Рэйн подвинулся поближе и обнял жену.
— Ничего, уже недолго осталось, — сказал он, молясь, чтобы это было правдой. — Как только погрузка закончится, мы отчалим. Капитан Лефтрин обещал, что так и будет.
Он неподвижно сидел, прислушиваясь к звукам на причале. Лефтрин выделил Рэйну маленькую каюту, где имелась койка, и в глубине души ему сейчас очень хотелось оказаться там и хоть ненадолго прилечь. Но их ребенку надо было оставаться здесь, на носу судна, где диводрево Смоляного толще всего, чтобы сохранять связь с живым кораблем. Малта провела тут всю ночь, напомнил он себе.

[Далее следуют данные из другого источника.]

PR #1377, opened 2021-01-19
Replace long timeout with Duration for ElementsCollection 

ostap-oleksyn:
## Proposed changes
Since recently all 'should' methods in SelenideElement have a Duration argument for condition waiting. To make things consistent these changes update all 'should' methods for ElementsCollection to also use Duration instead of long for timeouts.

## Checklist

### DIFF
--- a/statics/debug.log
+++ b/statics/debug.log
@@ -1,0 +1,1 @@
+[0119/221532.796:ERROR:directory_reader_win.cc(43)] FindFirstFile: Системе не удается найти указанный путь. (0x3)
--- a/statics/debug.log
+++ b/statics/debug.log
@@ -1,1 +1,0 @@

— Не хочешь пойти в каюту и немного поспать? Я останусь с нашим сыном.
Она покачала головой:
— Может, потом, когда мы отплывем и я буду знать, что мы уже в безопасности, смогу расслабиться. Но не сейчас. — Внезапно Малта хмыкнула: — Наш сын. Как странно и прекрасно звучат эти слова! Но ему нужно дать имя, Рэйн. — Она посмотрела вниз, на спящего младенца. — Сильное имя, чтобы он обрел поддержку.
— Ефрон, — заявил Рэйн, не раздумывая.
Глаза Малты расширились.
— Хочешь назвать мальчика в честь моего дедушки?
— Ну да, я слышал о нем только хорошее. А второе имя?
— Бендир, — предложила она.
— Но ведь так зовут моего брата! Моего старшего брата, который всю жизнь командовал мной, помыкал, когда мы были детьми, а потом всячески насмехался, когда я влюбился в тебя!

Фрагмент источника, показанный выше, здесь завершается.